## [Exercise aim]
Lines from the entries below that hold "system" form the answer; copy all of them.

## [Data records]
PR #2039, opened 2018-05-17
Undo on transactions called with wrong block - Closes #2037

### LINKED ISSUE #2037: Undo on transactions called with wrong block
### Expected behavior
Undo on transactions should be called with block which those transactions come from.
### Actual behavior
It's called with wrong block. It results with incorrect data written to database, for example changes can be credited to wrong round.
### Steps to reproduce
- forge block 101, round finished, `mem_round` empty
- forge block 102 with transaction
- delete block 102, `mem_round` contains changes for `round` 1, which is incorrect
1.0.0

4miners:
### What was the problem?
Undo on transactions should be called with block which those transactions come from.
### How did I fix it?
Pass proper block to undoStep from popLastBlock.
### How to test it?
There are no complete unit tests for that function. However described scenario is covered in functional system rounds tests as part of https://github.com/LiskHQ/lisk/pull/2035.
### Review checklist

* The PR solves #2037
* Linting passes
* Tests pass

### DIFF
--- a/modules/blocks/chain.js
+++ b/modules/blocks/chain.js
@@ -704,7 +704,7 @@ __private.popLastBlock = function(oldLastBlock, cb) {
 						oldLastBlock.transactions.reverse(),
 						transaction =>
 							__private
-								.undoStep(transaction, secondLastBlock, tx)
+								.undoStep(transaction, oldLastBlock, tx)
 								.then(() => __private.undoUnconfirmStep(transaction, tx))
 					);
 				})


modules/blocks/chain.js
```diff
@@ -704,7 +704,7 @@ __private.popLastBlock = function(oldLastBlock, cb) {
 						oldLastBlock.transactions.reverse(),
 						transaction =>
 							__private
-								.undoStep(transaction, secondLastBlock, tx)
+								.undoStep(transaction, oldLastBlock, tx)
```
nazarhussain: If changes can be credited to wrong round, then its a critical thing. How does this get through from round tests? should not we include some test cases for it?

4miners: @nazarhussain See description of this PR, I added some tests in https://github.com/LiskHQ/lisk/pull/2035, I can add more when I'll be refactoring functional system rounds tests.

## [Answer to this problem]
There are no complete unit tests for that function. However described scenario is covered in functional system rounds tests as part of https://github.com/LiskHQ/lisk/pull/2035.
4miners: @nazarhussain See description of this PR, I added some tests in https://github.com/LiskHQ/lisk/pull/2035, I can add more when I'll be refactoring functional system rounds tests.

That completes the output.